» Exercise instructions
Word for word, return the entries listed below.
======== Data for processing
PR #174, opened 2023-03-24
queue - send error reply on failed enqueue

### LINKED ISSUE #173: no error reply on failed enqueue
When an enqueue fails, e.g. when the database is full, no error reply will be sent, causing whomever requested the enqueue to wait forever.

AlbsAgren:
Send an error reply was sent when enqueues fail, such as when the queuebase runs out of memory

Fixes #173

### DIFF
--- a/middleware/queue/source/group/handle.cpp
+++ b/middleware/queue/source/group/handle.cpp
@@ -229,6 +229,7 @@ namespace casual
                         catch( ...)
                         {
                            log::line( log::category::error, exception::capture(), " failed with enqueue request to queue: ", message.name);
+                           state.multiplex.send( message.process.ipc, common::message::reverse::type( message));
                         }
                      };
                   }
--- a/middleware/queue/unittest/source/test_queue.cpp
+++ b/middleware/queue/unittest/source/test_queue.cpp
@@ -6,6 +6,7 @@
 
 
 #include "common/unittest.h"
+#include "common/unittest/file.h"
 
 #include "queue/unittest/utility.h"
 #include "queue/common/queue.h"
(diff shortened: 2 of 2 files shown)


middleware/queue/source/group/handle.cpp
```diff
@@ -229,6 +229,7 @@ namespace casual
                         catch( ...)
                         {
                            log::line( log::category::error, exception::capture(), " failed with enqueue request to queue: ", message.name);
+                           state.multiplex.send( message.process.ipc, common::message::reverse::type( message));
```
OlofGullnas, line 232: I had expected some kind of error code to be set to indicate what happened. Appears as if there is no way to return an error in the reply, except by not providing a "quid" in message.queue of the reply.

OlofGullnas (approved):
No indication of why the enqueue failed is returned in the reply message. Adding this is probably not needed in the short term, and is a bigger change. The only indication of what really happened seems to be in the logs.

This change resolves issue #173 and prevents the "wait forever" reported there so it's "good enough".

middleware/queue/unittest/source/test_queue.cpp
```diff
@@ -1222,5 +1224,41 @@ namespace casual
...
+
+         queue::Message message;
+         message.payload.type = common::buffer::type::binary;
+         message.payload.data = common::unittest::random::binary( 512);
+
+         EXPECT_THROW( common::algorithm::for_n( 2000, [ &message]()
+         {
+            queue::enqueue( "a1", message);
+         }), std::system_error);
+      }
```
lazan, line 1261: Good test case

lazan (approved):
Nice!

PR #176, opened 2023-04-07
Patch/1.6/some bugs

lazan:


middleware/common/source/transcode.cpp
ahhud, line 1: Could this be a prospect to some separate core functionality in the future? 
It offer core functionality, but has nothing to do with casual. Just like the `argument` functionality.

middleware/common/include/common/transcode.h
```diff
@@ -17,266 +17,296 @@
...
+         namespace detail
+         {
+            template< typename Input, typename Out>
+            void encode( Input first, Input last, Out out)
             {
-               auto cast = []( auto&& i){ return reinterpret_cast< const char*>( &(*i));}; 
-               detail::encode( out, cast( first), cast( last));
-               return out;
-            }
+               auto hex = []( auto value)
```
ahhud, line 175: Are the meaning of these "magic" numbers obvious when calculating hex?

middleware/common/include/common/transcode.h
```diff
@@ -17,266 +17,296 @@
...
+                     return value + 48;
+                  return value + 87;
+               };
 
-            template< typename R>
-            auto encode( std::ostream& out, R&& range) -> 
-               std::enable_if_t< traits::is::binary::like_v< R>, std::ostream&>
-            {
-               return encode( out, std::begin( range), std::end( range));
+               for( ; first != last; ++first)
```
ahhud, line 182: Is this some "standard" formula when encoding? Looks a little like voodoo to me. ;-)

ahhud (approved):
Just some curious remarks, not affecting the review. :-)

middleware/common/include/common/transcode.h
lazan: I would not say it's  _obvious_ :) But it's not that difficult, take the upper 4 bits and make a character (we need to adjust to make it a valid hex char, 10 = a, and so on), then take the lower 4 bits.  That is, one byte -> two _chars_ with values [0-f].  
We might be able to use some  c++ _format_ stuff instead of hand rolling it... But I'm yet to find a suitable replacement.

middleware/common/include/common/transcode.h
lazan: It's not that voodoish :)  bitmask the upper 4 bits -> right shift 4 places (bits) (so it becomes the lower 4 bits, hence has a value of 0 to 2 ^ 4) -> transform the value to a hex-friendly char.  Do the same for the lower 4 bits, but we don't need to bit-shirt any thing, since the 4 bits are already in the "right" place.

OlofGullnas: Works as long as the character sets are "ASCII" based. Would not work with EBCDIC. In practice only used in IBM mainframes (as far as I know. May be some other odd systems out there) so I do not think we need to worry too much :-)
EBCDIC has digits starting at 0xF0, and A-Z (and corresponding lower case characters) are split into 3 separate ranges, and lower case 'a' is not 0x61.

middleware/common/source/transcode.cpp
lazan: Maybe, but one can argue that a lot of stuff in common offers _core functionality_. For me, it's more important to try to separate and move stuff out from common that are "more casual specific". The "xatmi server" stuff, the call stuff, the transaction stuff. 
Naively: 
transaction stuff -> transaction (no brainer :))
"xatmi server" stuff -> som new "server" component.
"call stuff" -> maybe to the same "server", or it's own. (don't need to be a "server" to be able to call stuff)

I've given it a try a few times, but it didn't feel right with the things I tried.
================
» Task response
PR #174, opened 2023-03-24
queue - send error reply on failed enqueue

### LINKED ISSUE #173: no error reply on failed enqueue
When an enqueue fails, e.g. when the database is full, no error reply will be sent, causing whomever requested the enqueue to wait forever.

AlbsAgren:
Send an error reply was sent when enqueues fail, such as when the queuebase runs out of memory

Fixes #173

### DIFF
--- a/middleware/queue/source/group/handle.cpp
+++ b/middleware/queue/source/group/handle.cpp
@@ -229,6 +229,7 @@ namespace casual
                         catch( ...)
                         {
                            log::line( log::category::error, exception::capture(), " failed with enqueue request to queue: ", message.name);
+                           state.multiplex.send( message.process.ipc, common::message::reverse::type( message));
                         }
                      };
                   }
--- a/middleware/queue/unittest/source/test_queue.cpp
+++ b/middleware/queue/unittest/source/test_queue.cpp
@@ -6,6 +6,7 @@
 
 
 #include "common/unittest.h"
+#include "common/unittest/file.h"
 
 #include "queue/unittest/utility.h"
 #include "queue/common/queue.h"
(diff shortened: 2 of 2 files shown)


middleware/queue/source/group/handle.cpp
```diff
@@ -229,6 +229,7 @@ namespace casual
                         catch( ...)
                         {
                            log::line( log::category::error, exception::capture(), " failed with enqueue request to queue: ", message.name);
+                           state.multiplex.send( message.process.ipc, common::message::reverse::type( message));
```
OlofGullnas, line 232: I had expected some kind of error code to be set to indicate what happened. Appears as if there is no way to return an error in the reply, except by not providing a "quid" in message.queue of the reply.

OlofGullnas (approved):
No indication of why the enqueue failed is returned in the reply message. Adding this is probably not needed in the short term, and is a bigger change. The only indication of what really happened seems to be in the logs.

This change resolves issue #173 and prevents the "wait forever" reported there so it's "good enough".

middleware/queue/unittest/source/test_queue.cpp
```diff
@@ -1222,5 +1224,41 @@ namespace casual
...
+
+         queue::Message message;
+         message.payload.type = common::buffer::type::binary;
+         message.payload.data = common::unittest::random::binary( 512);
+
+         EXPECT_THROW( common::algorithm::for_n( 2000, [ &message]()
+         {
+            queue::enqueue( "a1", message);
+         }), std::system_error);
+      }
```
lazan, line 1261: Good test case

lazan (approved):
Nice!

PR #176, opened 2023-04-07
Patch/1.6/some bugs

lazan:


middleware/common/source/transcode.cpp
ahhud, line 1: Could this be a prospect to some separate core functionality in the future? 
It offer core functionality, but has nothing to do with casual. Just like the `argument` functionality.

middleware/common/include/common/transcode.h
```diff
@@ -17,266 +17,296 @@
...
+         namespace detail
+         {
+            template< typename Input, typename Out>
+            void encode( Input first, Input last, Out out)
             {
-               auto cast = []( auto&& i){ return reinterpret_cast< const char*>( &(*i));}; 
-               detail::encode( out, cast( first), cast( last));
-               return out;
-            }
+               auto hex = []( auto value)
```
ahhud, line 175: Are the meaning of these "magic" numbers obvious when calculating hex?

middleware/common/include/common/transcode.h
```diff
@@ -17,266 +17,296 @@
...
+                     return value + 48;
+                  return value + 87;
+               };
 
-            template< typename R>
-            auto encode( std::ostream& out, R&& range) -> 
-               std::enable_if_t< traits::is::binary::like_v< R>, std::ostream&>
-            {
-               return encode( out, std::begin( range), std::end( range));
+               for( ; first != last; ++first)
```
ahhud, line 182: Is this some "standard" formula when encoding? Looks a little like voodoo to me. ;-)

ahhud (approved):
Just some curious remarks, not affecting the review. :-)

middleware/common/include/common/transcode.h
lazan: I would not say it's  _obvious_ :) But it's not that difficult, take the upper 4 bits and make a character (we need to adjust to make it a valid hex char, 10 = a, and so on), then take the lower 4 bits.  That is, one byte -> two _chars_ with values [0-f].  
We might be able to use some  c++ _format_ stuff instead of hand rolling it... But I'm yet to find a suitable replacement.

middleware/common/include/common/transcode.h
lazan: It's not that voodoish :)  bitmask the upper 4 bits -> right shift 4 places (bits) (so it becomes the lower 4 bits, hence has a value of 0 to 2 ^ 4) -> transform the value to a hex-friendly char.  Do the same for the lower 4 bits, but we don't need to bit-shirt any thing, since the 4 bits are already in the "right" place.

OlofGullnas: Works as long as the character sets are "ASCII" based. Would not work with EBCDIC. In practice only used in IBM mainframes (as far as I know. May be some other odd systems out there) so I do not think we need to worry too much :-)
EBCDIC has digits starting at 0xF0, and A-Z (and corresponding lower case characters) are split into 3 separate ranges, and lower case 'a' is not 0x61.

middleware/common/source/transcode.cpp
lazan: Maybe, but one can argue that a lot of stuff in common offers _core functionality_. For me, it's more important to try to separate and move stuff out from common that are "more casual specific". The "xatmi server" stuff, the call stuff, the transaction stuff. 
Naively: 
transaction stuff -> transaction (no brainer :))
"xatmi server" stuff -> som new "server" component.
"call stuff" -> maybe to the same "server", or it's own. (don't need to be a "server" to be able to call stuff)

I've given it a try a few times, but it didn't feel right with the things I tried.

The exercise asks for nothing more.